Utilities for Processing the HCRC Map Task Corpus for the purpose of dialogue act (DA) classification. The data has been randomly split, with the training set comprising 80% of the dialogues (102), and test and validation sets 10% each (13).
The maptask_to_text.py script processes all dialogues into a plain text format. Individual dialogues are saved into directories corresponding to the set they belong to (train, test, etc). All utterances in a particular set are also saved to a text file.
The utilities.py script contains various helper functions for loading/saving the data.
The process_transcript.py includes functions for processing each dialogue.
The maptask_metadata.py generates various metadata from the processed dialogues and saves them as a dictionary to a pickle file.
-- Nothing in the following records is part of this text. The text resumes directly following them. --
PR #1884, opened 2019-12-17
Build: add debug information for alpha builds

zack-vii:
added -g to the compiler without breaking the logic of configure simply by using the 
'--enable-debug=info' parameter if branch is alpha. worked locally but the jenkins test are not on branch alpha so.. its hard to test.
nonetheless changing the -O to -Og revealed more uninitialized compiler warnings

But then i had to drop -Og because some OS g++ did not support it.


joshStillerman (dismissed):

zack-vii:
retest this please

joshStillerman (dismissed):

joshStillerman (approved):

PR #1887, opened 2019-12-20
Fix:  Infinite loop in host_list_cleanup

joshStillerman:
treeshr/RemoteAccess.c
    host_list_cleanup  had a loop which checked on existing connections
    in the case that the connection at the top of this list was not
    the one it was looking for, the 'continue' statement caused the loop
    iteration to complete without changing the loop boolean (host).

    added code to move host to next element in list


joshStillerman:
retest this please

zack-vii (approved):
look good

PR #1894, opened 2020-01-04
Tests: enable debian9 memcheck

zack-vii:
since fc26 builds for both 64 and 32 bit memcheck takes quite long with little benefit. Detected extra issues are expected due to different python/java/libc versions and should be suppressed anyway.
Debian9 is a modern os that can test on 64 bit with a recent valgrind version. 
Its much faster, i.e.  <20 min compared to >50 min on fc26.

### DIFF
--- a/python/MDSplus/tree.py
+++ b/python/MDSplus/tree.py
@@ -471,9 +471,8 @@ class Tree(object):
         @param mode: Optional mode, one of 'Normal','Edit','New','Readonly'
         @type mode: str
         """
-        if tree is None:
-            self.public = True
-        else:
+        self.public = tree is None
+        if not self.public:
             if path is not None: self.path = path
             self._ctx = _C.c_void_p(0)
             self.tree = tree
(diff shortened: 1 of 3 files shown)


python/MDSplus/tree.py
```diff
@@ -489,7 +488,7 @@ def __enter__(self):
     def __del__(self):
         if not self.public:
             self.__exit__()
-            _TreeShr.TreeFreeDbid(self.ctx)
+            _TreeShr.TreeFreeDbid(self._ctx)
```
WhoBrokeTheBuild, line 491: Why are some `self.ctx` and others `self._ctx`?

zack-vii: ctx is the public access to _ctx and may redirect to TreeCtx() is public is True. _ctx is the private field used if public is False .. if not self.public -> avoid double check

WhoBrokeTheBuild (approved):

PR #1895, opened 2020-01-04
Tests: setup for python3.5 on debian9-64

zack-vii:
#1894 for stable  ... conflict resolved by adding pyhton3.7 suppressions for fc30

### DIFF
--- a/python/MDSplus/tests/_UnitTest.py
+++ b/python/MDSplus/tests/_UnitTest.py
@@ -42,6 +42,7 @@ class logger(object):
 
 class Tests(TestCase):
     debug = False
+    is_win = sys.platform.startswith('win')
     in_valgrind = 'VALGRIND' in os.environ
     inThread = False
     index = 0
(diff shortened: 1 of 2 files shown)


python/MDSplus/tests/_UnitTest.py
```diff
@@ -274,7 +275,7 @@ def tearDownClass(cls):
                 shutil.rmtree(cls.tmpdir)
     def tearDown(self):
         gc.collect()
-        if self.inThread: return
+        if not self.is_win or self.inThread: return
```
WhoBrokeTheBuild, line 278: What's the purpose of this?

zack-vii: under windows the file locking is different and for a proper test traceback we need to make sure we release the tree files even in case of an error. otherwise it may cause an error in a subsequent test of the same module. under linux we dont have to and we should not because python seems to double __del__ for some versions. valgrind would complain but its an issue with pyhton

WhoBrokeTheBuild (approved):

PR #1897, opened 2020-01-07
Fix: mdsip issue with ThreadStatics - MDSplusThreadStatic

zack-vii:
* combine all ThreadStatics in shared lib mdsshr so the thread state can be shared with child threads like in ProcessMessage, i.e. parent waits for Thread to finish before continuing (Thread is used to implements cancelation)


zack-vii:
retest this please

joshStillerman (dismissed):
Looks good

joshStillerman (approved):

PR #1899, opened 2020-01-08
Build: debian build script for py3

zack-vii:


tdishr/TdiExtPython.c
```diff
@@ -110,7 +110,7 @@ inline static void initialize(){
   void *handle;
   char *lib;
   char *envsym = getenv("PyLib");
-  if (!envsym) {
+  if ( !envsym || envsym[0] == '\0' ) {
```
joshStillerman: is your intent  ( !envsym || ( envsym[0] == '\0') ) ? 
is this equivalent to that ?
adding the extra () would make it more clear

zack-vii: it sure is

joshStillerman: Can you add the extra () for clarity. The precedence is confusing.
` ( !envsym || ( envsym[0] == '\0') )` !=  ` ( (!envsym || ( envsym[0]) == '\0')`

joshStillerman (approved):

PR #1912, opened 2020-01-31
Fix:empty segments crashed the new version of XTreeGetRecord

GabrieleManduchi:
The crash occurred in Squish section. A check has been added before in order to pass only non empty segments to Squish function.

### DIFF
--- a/xtreeshr/XTreeGetTimedRecord.c
+++ b/xtreeshr/XTreeGetTimedRecord.c
@@ -121,7 +121,7 @@ EXPORT int XTreeGetTimedRecord(int inNid, mdsdsc_t *startD,
 				mdsdsc_t *endD, mdsdsc_t *minDeltaD,
 				mdsdsc_xd_t  *outSignal){
   int status, nid;
-  int actNumSegments, currSegIdx, numSegments, currIdx, numDimensions;
+  int actNumSegments, currSegIdx, nonEmptySegIdx, numSegments, currIdx, numDimensions;
   int i, nameLen, startIdx, endIdx;
   char resampleFunName[MAX_FUN_NAMELEN], squishFunName[MAX_FUN_NAMELEN];
   char resampleMode[MAX_FUN_NAMELEN];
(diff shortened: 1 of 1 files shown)


xtreeshr/XTreeGetTimedRecord.c
```diff
@@ -341,7 +341,11 @@ EXPORT int XTreeGetTimedRecord(int inNid, mdsdsc_t *startD,
 
     MdsFree1Dx(&dataXds[currSegIdx], 0);
     MdsFree1Dx(&dimensionXds[currSegIdx], 0);
-    signals[currSegIdx] = (mds_signal_t *)resampledXds[currSegIdx].pointer;
+//After resampling some segments may be empty: consider only nonempty segments
+    if(resampledXds[currSegIdx].l_length > 0)
+      signals[nonEmptySegIdx++] = (mds_signal_t *)resampledXds[currSegIdx].pointer;
+    else //Keep track that the segment is not considered
+      signalsApd.arsize -= sizeof(mds_signal_t *);
```
zack-vii: shoukd it not better be using the length field of signalsApd instead of sizeof. best would be though to calculate arsize based on nonEmptySegIdx an length after the for loop.

zack-vii: we should add some tests that tackle those kind of edge cases because xtreeshr is used frequently and its a pitty its not tested well. i may be able to contribute. we should add these tests to treeUnitTest where i test the timecontext stuff. maybe there is a lightweight example that would trigger the issue w/o preexisting tree files.

zack-vii (changes requested):
the arsize should be calculated at the end of the loop.
and we need tests. but the can follow in a different pr

xtreeshr/XTreeGetTimedRecord.c
GabrieleManduchi: Ok, removed length update after the loop

zack-vii (approved):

The words, labels and frequencies are also saved as plain text files in the /metadata directory.
Utterance are tagged with the Maptask Coding Scheme for DA.
By default:
- Utterances are written one per line in the format Speaker | Utterance Text | Dialogue Act Tag.
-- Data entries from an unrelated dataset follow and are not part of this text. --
PR #2867, opened 2025-03-05
Fix: Apple Silicon - defines for use with LibCallgFfi()

mwinkel-dev:
The Apple Silicon port uses the `libffi` library for calling variadic functions from libraries.    These defines are only used for Apple Silicon and have no impact on Linux and Windows.   This PR must be merged before the remaining Apple Silicon PRs are submitted.

### DIFF
--- a/include/libroutines.h
+++ b/include/libroutines.h
@@ -16,6 +16,19 @@
 /// defined in MdsShr.so
 
 extern void *LibCallg();
+#ifdef MACOS_ARM64
+extern void *LibCallgFfi();
+#define NOT_VARIADIC 0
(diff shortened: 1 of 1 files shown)


mwinkel-dev:
Perhaps the various `VARIADIC_*` defines should have been implemented as an enum.

heidthecamp (approved):

joshStillerman (approved):

WhoBrokeTheBuild (commented):
I would not have approved this PR as is, these defines should have been merged with the actual functions they add and the places where the `#defines` are used.

PR #2868, opened 2025-03-05
Fix: add missing va_end() statements

mwinkel-dev:
Variadic functions use the `va_start()`, `va_arg()` and `va_end()` macros to process the list of arguments.   Although the `gcc` compiler does nothing for `va_end()`, nonetheless the standard is to always call `va_end()`.   Doing so, makes it possible to port the code to other architectures / compilers that actually do emit code for `va_end()`.

Presently, about 50% of the MDSplus source code uses `va_end()`.

This PR supplies the missing `va_end()` calls so that all the source code conforms to the standard.

For more details refer to this `gcc` documentation:
[gcc arg macros](https://www.gnu.org/software/libc/manual/html_node/Argument-Macros.html)

### DIFF
--- a/mdslib/MdsLib.c
+++ b/mdslib/MdsLib.c
@@ -135,6 +135,7 @@ extern EXPORT int descr(int *dtype, void *data, int *dim1, ...)
 
     va_start(incrmtr, dim1);
     dim = va_arg(incrmtr, int *);
+    va_end(incrmtr);
     if (*dim == 0)
     {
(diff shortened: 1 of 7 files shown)


joshStillerman (approved):

mwinkel-dev:
Retest this please.

mwinkel-dev:
Retest this please.

mwinkel-dev:
Retest this please.

PR #2869, opened 2025-03-05
Fix: Apple Silicon -- traverser now calls TDI functions directly

mwinkel-dev:
The `traverser` tool that is part of MDSplus is a Motif application that is used to examine trees.   (It is similar to `jTraverser` and `jTraverser2`.)   This PR eliminates a segfault that occurs when the `traverser` is run on Apple Silicon.   This change has no impact on Linux or Windows.

The issue is that `traverser` creates a function pointer to some TDI intrinsic functions that are variadic.   On Apple Silicon, the compiler gets confused so emits the wrong calling code, causing a segfault.   The remedy is to skip the function pointer and just directly call the TDI functions.

### DIFF
--- a/xmdsshr/XmdsExpr.c
+++ b/xmdsshr/XmdsExpr.c
@@ -372,7 +372,7 @@ EXPORT struct descriptor *XmdsExprGetXd(Widget w)
       TreeGetDefaultNid(&old_def);
       TreeSetDefaultNid(def_nid);
     }
-    status = TdiCompile(&text_dsc, ans MDS_END_ARG);
+    status = TdiCompile((mdsdsc_t *)&text_dsc, ans MDS_END_ARG);
     if ((STATUS_OK) == 0)
     {
       TdiComplain(w);
@@ -755,7 +755,7 @@ static void LoadExpr(XmdsExprWidget w, struct descriptor *dsc)
         TreeGetDefaultNid(&old_def);
         TreeSetDefaultNid(def_nid);
       }
-      status = TdiDecompile(xd, &text MDS_END_ARG);
+      status = TdiDecompile((mdsdsc_t *)xd, &text MDS_END_ARG);
       w->expr.is_text = 0;
       if (STATUS_OK)
       {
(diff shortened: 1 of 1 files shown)


heidthecamp (dismissed):
Is `(*ew->expr.compile)` just pointing to essentially the same function? That's an _interesting_ way of doing that.

santorofer (dismissed):
I like the solution, simple and straightforward. I hope there will be no hidden side effects of doing that?. It doesn't seem to be the case, because it looks very self-contained to me.

mwinkel-dev:
Hi @heidthecamp -- Yes, the `expr` stuff is pointing to the TDI function.   For example, this line in the source code binds `TdiCompile()` to `expr.compile`.   
[XmdsExpr.c, line 232](https://github.com/MDSplus/mdsplus/blob/ad9b55ffecc25b20ad16b9610251f79e32440429/xmdsshr/XmdsExpr.c#L232)

Hi @santorofer -- This fix worked fine when I tested it on Apple Silicon.   However, I noticed that this change just failed Jenkins (sigh), so perhaps there are some side effects.   I will investigate this issue later today.

santorofer:
I see, it seems that there is a conflict of data types: TdiCompile() expects 'mdsdsc_t' while the one passed is 'struct descriptor_s'.

mwinkel-dev:
Hi @santorofer -- Thanks for investigating for me.   That is an easy fix with a cast.   I will make the edit and update this PR.

This glitch is the result of the massive change to PR #2863 to switch to `mdsdsc_t` instead of `structure descriptor`.

santorofer:
Retest this please.

santorofer (approved):

xmdsshr/XmdsExpr.c
```diff
@@ -372,7 +372,7 @@ EXPORT struct descriptor *XmdsExprGetXd(Widget w)
       TreeGetDefaultNid(&old_def);
       TreeSetDefaultNid(def_nid);
     }
-    status = (*ew->expr.compile)(&text_dsc, ans MDS_END_ARG);
+    status = TdiCompile((mdsdsc_t *)&text_dsc, ans MDS_END_ARG);
```
WhoBrokeTheBuild, line 375: I would rather solve this with a cast, rather than avoiding using the function pointers at all, this could have larger implications we can't see.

- Setting the utterance_only_flag == True, will change the default output to only one utterance per line i.e. no speaker or DA tags.
- Utterances marked as Uncodable ('uncodable' tag) are removed.
- Incomplete words have been removed i.e. 'th--'.
g|okay|ready
g|starting off we are above a caravan park|instruct
f|mmhmm|acknowledge
Dialogue Act | Labels | Count | % | Train Count | Train % | Test Count | Test % | Val Count | Val % |
---|---|---|---|---|---|---|---|---|---|
Acknowledge | acknowledge | 5605 | 20.94 | 4433 | 21.04 | 527 | 20.29 | 645 | 20.82 |
Instruct | instruct | 4267 | 15.94 | 3390 | 16.09 | 417 | 16.06 | 460 | 14.85 |
Yes-Reply | reply_y | 3230 | 12.07 | 2530 | 12.01 | 304 | 11.71 | 396 | 12.78 |
Explain | explain | 2160 | 8.07 | 1669 | 7.92 | 219 | 8.43 | 272 | 8.78 |
Check | check | 2137 | 7.99 | 1683 | 7.99 | 232 | 8.93 | 222 | 7.17 |
Ready | ready | 2062 | 7.70 | 1559 | 7.40 | 222 | 8.55 | 281 | 9.07 |
Check Attention | align | 1778 | 6.64 | 1444 | 6.85 | 130 | 5.01 | 204 | 6.58 |
Yes-No-Question | query_yn | 1758 | 6.57 | 1350 | 6.41 | 191 | 7.35 | 217 | 7.00 |
Clarify | clarify | 1193 | 4.46 | 970 | 4.60 | 116 | 4.47 | 107 | 3.45 |
Non Yes-No-Reply | reply_w | 916 | 3.42 | 729 | 3.46 | 83 | 3.20 | 104 | 3.36 |
No-Reply | reply_n | 884 | 3.30 | 692 | 3.28 | 101 | 3.89 | 91 | 2.94 |
Non Yes-No-Question | query_w | 772 | 2.88 | 618 | 2.93 | 55 | 2.12 | 99 | 3.20 |
- Total number of utterances: 26743
- Max utterance length: 115
- Mean utterance length: 6.15
- Total Number of dialogues: 128
- Max dialogue length: 682
- Mean dialogue length: 208.93
- Vocabulary size: 1797
- Number of labels:12
- Number of speakers: 2
Train set
- Number of dialogues: 102
- Max dialogue length: 682
- Mean dialogue length: 206.39
- Number of utterances: 21052
Test set
- Number of dialogues: 13
- Max dialogue length: 314
- Mean dialogue length: 212.46
- Number of utterances: 2762
Val set
- Number of dialogues: 13
- Max dialogue length: 439
- Mean dialogue length: 225.31
- Number of utterances: 2929
- num_utterances = Total number of utterance in the full corpus.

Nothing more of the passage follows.